Past Due by Anne Finger
May. 6th, 2012 12:19 pm
My rating: 4 of 5 stars
A lovely memoir of Finger's pregnancy interspersed with recollections of coming into her political identity as a disabled person. How her political activism worked with and against her personal activism of being a disabled woman having a child.
This book was hugely helpful to me in processing things it has nothing to do with. This book was about Finger's planned home birth, and how it went so terrifyingly wrong, and her son's first six months, and the way she had to reconcile her political beliefs with how she viscerally responded to the possibility that her child would be disabled. And I read it, and I thought about the conversation where my sister was talking in a restrained, wistful way about how she still wasn't pregnant, and how even if she could be, there was a pretty big question about whether she could ever safely carry to term. And without thinking even for a second, without stopping at all, I blurted, "I'll carry for you." And I have wondered in some astonishment ever since, through everything (carrying someone else's baby is not as easy as they made it look on Friends, shockingly), why I said it. Not regretting, just -- why? I'm a self-centered career woman with a hugely draining and important job, and I didn't know it back when we first talked, but I was about to go through a couple years of unrelated low-grade personal hell. Dedicating my body and my time and my hopes and my care for months and months to make another person's dream happen is not something I should have volunteered for like that, in that instant of course way. But there it was.
And this book really helped me figure it out. I won't go into the whole damn thing because really, this box is not that big. And also, this book deserves better than my tangent, because it is rich and interesting and very cool in its own right. It's a little sad how much it isn't dated -- there's a weird bit where Finger comments on how new ultrasonography is as a technology, and is it really safe to use on pregnant women? But then nearly every other political moment in the book was painfully real and true. Like when she stood up at an abortion rights meeting and said, "yes, I am with you, I support this cause, but don't you think the way this movement talks about how important it is to abort fetuses with disabilities is really problematic?" And the viciousness and hostility she was met with….yeah. There's nothing dated about that.
Anyway. I highly recommend to many of the mothers of my acquaintance who have thought about their ownership of their bodies in relation to motherhood, or who have considered motherhood to be a political act for whatever reason, or who have looked at their baby and thought, what if you are disabled?
Random pull quotes that helped me in my thinking:
"But I think too that we do our best work politically when we do the work that really tears at us."
"People who aren't disabled never seem less than human to me. But they sometimes seem to be missing a dimension, glib and easy, skimmers over the surface of life, not quite as real."
When I was pregnant I used to get so sick of people saying, "you won't care if it's a boy or a girl, as long as it's healthy." So sick of the assumption that health was all that mattered. But I sometimes used to say, "I don't care if it's healthy or not as long as it's a girl." It's not a joke I would make again.

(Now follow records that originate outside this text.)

Issue #565, opened 2023-08-20
ed25519-dalek: SigningKey.to_scalar() docs are incorrect


DavidBuchanan314:
https://github.com/dalek-cryptography/curve25519-dalek/blob/c66973c823b45ef99cd9ed3c6cc58cca9805d6d9/ed25519-dalek/src/signing.rs#L477-L494

The docs say that it's a) a byte representation b) unreduced - but iiuc, the Scalar type is neither. I assume these docs used to be correct, but became stale during refactoring.

Further, I don't see an obvious way to use the resulting value to instantiate a `x25519_dalek::StaticSecret` - from my PoV it would be more useful if `to_scalar` really did return the unreduced raw bytes, but the name would be a bit misleading. (maybe making that use-case difficult is intentional, if so, fair enough I guess)

rozbb:
Indeed, this test fails
```rust
#[test]
fn privkey_scalar_yields_x25519_pubkey() {
    let signing_privkey = SigningKey::generate(&mut rand::thread_rng());
    let signing_pubkey = signing_privkey.verifying_key().to_montgomery();
    let signing_scalar = signing_privkey.to_scalar();

    let x_privkey = x25519_dalek::StaticSecret::from(signing_scalar.to_bytes());
    let x_pubkey = x25519_dalek::PublicKey::from(&x_privkey);

    assert_eq!(signing_pubkey.to_bytes(), x_pubkey.to_bytes());
}
```

rozbb:
The reason [these](https://github.com/dalek-cryptography/curve25519-dalek/blob/ac51ef6ecf90ae21f0880d22fe875b3a7eaee884/ed25519-dalek/tests/x25519.rs) tests pass is because they're computing the key shares directly as `signing_key.verifying_key().to_montgomery()`, and using `signing_key.to_scalar()` as the scalars.

I think an appropriate solution to this is to rename the method in question to `SigningKey::to_scalar_bytes()` and return the real unreduced scalar bytes. This partially reverts the change in  https://github.com/dalek-cryptography/curve25519-dalek/pull/545 .

tarcieri:
@rozbb we've been over that before. @dignifiedquire hit something very similar to it, which is why we added the `Scalar` based APIs to avoid transcoding Scalar -> bytes -> Scalar.

https://github.com/RustCrypto/nacl-compat/pull/137/files

[...]

PR #599, opened 2023-11-14
ed: Change `SigningKey::to_scalar` back to `SigningKey::to_scalar_bytes`

rozbb:
As mentioned in the conversation in https://github.com/dalek-cryptography/curve25519-dalek/issues/565, it is currently not clear how you would use a clamped and reduced scalar from `SigningKey::to_scalar()` to build an x25519 keypair. In fact, the test code in that thread shows that `x25519_dalek::PublicKey::from(StaticScalar::from(sk.to_scalar().to_bytes()))` does not match the ed25519 public key. This is because the second public key computation does clamping again, so it's clamp -> reduce -> clamp, which is not a no-op.

This PR replaces `SigningKey::to_scalar()` with `SigningKey::to_scalar_bytes()`, which returns the unreduced scalar bytes determined by the ed25519 secret key. This is actually how things used to be before https://github.com/dalek-cryptography/curve25519-dalek/pull/545, and what the docs (currently erroneously) reflect.

I've also added a regression test to the ed25519 tests.

### DIFF
--- a/ed25519-dalek/CHANGELOG.md
+++ b/ed25519-dalek/CHANGELOG.md
@@ -6,6 +6,10 @@ and this project adheres to [Semantic Versioning](https://semver.org/spec/v2.0.0
 
 Entries are listed in reverse chronological order per undeprecated major series.
 
+# Unreleased
+
+* Add `SigningKey::to_scalar_bytes` for getting the unclamped scalar from signing key
+
 # 2.x series
 
 ##  2.0.0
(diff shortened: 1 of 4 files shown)


tarcieri:
This is a breaking change that would break running code, namely @dignifiedquire is using these conversions to instantiate a `crypto_box` using a `Scalar` originally computed as an Ed25519 key, via these APIs:

https://github.com/dalek-cryptography/ed25519-dalek/pull/296

That's all working just fine and the existing API is useful.

If you really want to go through with this, you either need to deprecate `to_scalar` instead of just outright deleting it, or bump ed25519-dalek's major version to `3`.

tarcieri:
To be clear: I'm fine with adding `to_scalar_bytes`, but I think it should be a purely additive change.

rozbb:
Ok agreed. I think simply adding it would be fine. And updating the docs on `to_scalar`

tarcieri (approved):

PR #848, opened 2025-11-17
perf: use width-8 NAF for static scalars to match NafLookupTable8

GarmashAlex:
The precomputed Straus implementations for both the vector and serial backends build NafLookupTable8 for static points, which stores odd multiples up to 127A, but they decomposed static scalars with a width-5 NAF, restricting lookups to 1..15 and leaving most of the table unused. This change switches static scalar decomposition to non_adjacent_form(8), fully utilizing the 64-entry odd table. It reduces the number of static additions due to the lower nonzero digit density of width-8 NAF while keeping the number of doublings and the memory footprint unchanged, since the larger table was already computed. The change is safe because Scalar::non_adjacent_form supports w<=8 and NafLookupTable8::select requires odd digits less than 128, and it matches the existing pattern in vartime double-base multiplication where width 8 is used when a large odd-multiples table is available. No API or behavioral changes beyond this decomposition width are introduced.

### DIFF
--- a/curve25519-dalek/src/backend/vector/scalar_mul/precomputed_straus.rs
+++ b/curve25519-dalek/src/backend/vector/scalar_mul/precomputed_straus.rs
@@ -80,7 +80,7 @@ pub mod spec {
         {
             let static_nafs = static_scalars
                 .into_iter()
-                .map(|c| c.borrow().non_adjacent_form(5))
+                .map(|c| c.borrow().non_adjacent_form(8))
                 .collect::<Vec<_>>();
             let dynamic_nafs: Vec<_> = dynamic_scalars
                 .into_iter()


rozbb:
Great catch, ty! This looks fine to me but I'm not the most familiar with how NAF is used in our backends. @tarcieri wanna be another set of eyes?

rozbb:
Ok, I was wondering how it's even possible that using a width-5 NAF representation even works with a `NafLookup8`. The answer is that the `NafLookup8` stores strictly more information than a `NafLookup5`, and the overlap is in exactly the same indices. Therefore, the width-5 decomposition of the static scalars still produces indices that are compatible with the widht-8 table `select()` procedure.

Also, the benchmarks here show huge improvements. 30% improvement far large mixed-base multiscalar multiplications. And the binary size is no different, as expected.

tarcieri (approved):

Health, physical well-being does matter. It's my own internalized oppression that makes me fear having a disabled child, but it's not just that. It's the knowledge that being non-disabled is easier than being disabled. … But to admit that disability and illness are hard doesn't mean that they are wholly negative experiences, meaningless.
I had a child because I wanted something perfect to come out of me. I got just the opposite of what I thought I wanted. I don't believe in God or any version of God, any hand of fate or karma that was out to teach me a lesson. But my child's potential disability did teach me that I don't own my child, he's not an extension of me, not there to reflect me, not there to heal my past.